What lines in the following entries hold the word "RTTd"? Copy each one.

DATA EXTRACTS Start Marker

PR #4456, opened 2020-11-12
Change dpinger syslog message to reflect correct RTT and RTTd unit

fhloston:
Dpinger actually reports RTT and RTTd in µs.


AdSchellevis:
@fhloston nice catch, thanks!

DATA EXTRACTS End Marker

• [RESPONSE TO THIS EXERCISE]:
Change dpinger syslog message to reflect correct RTT and RTTd unit
Dpinger actually reports RTT and RTTd in µs.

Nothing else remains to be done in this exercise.